When a moderate amount of exercise is performed, it is more likely to only do us good, make us happier, improve blood flow and concentration levels. However, when one engages in too much physical activity, thereby putting an excessive amount of stress on the body, it can become harmful to the person’s mental and physical wellbeing. 

Injuries and stress fractures are caused by over-training and too much exercise. They arise from the body not being able to repair the damage from previous sessions and not having sufficient fuel (i.e. micro- and macronutrients) to recover. The muscle tendons and joints receive too much physical stress that the body is not able to cope with, which causes a high risk of injury. This then leads to the individual becoming annoyed due to their inability to perform certain movement, the injury pain and a lot of other mental stress placed onto the individual. 
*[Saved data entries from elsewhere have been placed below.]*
PR #197, opened 2015-08-06
Backport CI settings to 2.x

erickwilder:
This pull request adds near the same CI settings found at the `master` branch. The only difference is that I removed any Python 3.4 related settings. Official 3.4 support was added (and I think it should remain) in the upcoming 3.0 release.

### DIFF
--- a/.ci/appveyor.yml
+++ b/.ci/appveyor.yml
@@ -1,0 +1,45 @@
+# From https://github.com/ogrisel/python-appveyor-demo/blob/master/appveyor.yml
+
+environment:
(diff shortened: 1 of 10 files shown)


erickwilder:
@sils1297 
Can you take a quick look here?

sils1297:
@erickwilder you got your review. Its a bit nitpicking but those comments would be addressed to suit my personal quality expectations. I know they may be higher than average. We should have a talk and a document about all that IMO to make sure we both have the same expectations to commits.

PR #200, opened 2015-08-07
Improve odict performance by making key search O(1)

artms:
Odict setitem method is linearly searching if item is present in keys list, which significantly reduces performance on big dict. Make it use hash.

### DIFF
--- a/CHANGES
+++ b/CHANGES
@@ -8,6 +8,8 @@ Version 3.0
 
 - Upgraded data to CLDR 26
 - Add official support for Python 3.4
+- Improved odict performance which is used during localization file
+  build, should improve compilation time for large projects
 
 Version 2.0
 -----------
--- a/babel/util.py
+++ b/babel/util.py
@@ -172,8 +172,9 @@ class odict(dict):
         self._keys.remove(key)
 
     def __setitem__(self, key, item):
+        new_key = key not in self
         dict.__setitem__(self, key, item)
-        if key not in self._keys:
+        if new_key:
             self._keys.append(key)
 
     def __iter__(self):


etanol:
Although the rough performance improvement of this change is around 28% for key insertion, I think it is a good chance to define what Python versions Babel is going to support.

If it is going to be 2.7 onwards, I think you could drop this class entirely and use the standard `collections.OrderedDict` which behaves much more similarly to a standard `dict`.  It's key insertion performance is a little bit worse than now, but I don't think it matters because, AFAIK, it is not being used in hot code paths.

artms:
Well python 2.7 will stay for long and extra code to strip out odict might not be worth the effort...

etanol:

There is no one number of hours to train that is suitable for everybody, but there are some points you should look out for to avoid overtraining:

  • Too much sleep or inability to fall asleep
  • Loss of appetite
  • Low energy, constant fatigue 
  • On-going muscle pains and soreness
  • High irritability or anxiety 
  • Frequent injuries (small and more serious)
  • Decrease in immune system function: coughs, sore throat, slower healing of bruises and scratches

It is important that you learn to listen to your body and know when it is time to give it a rest. Your body will appreciate the recovery time, and you will be able to come back to training much stronger after some rest. Make sure to take care of yourself and don’t over-exercise. Moderation is key.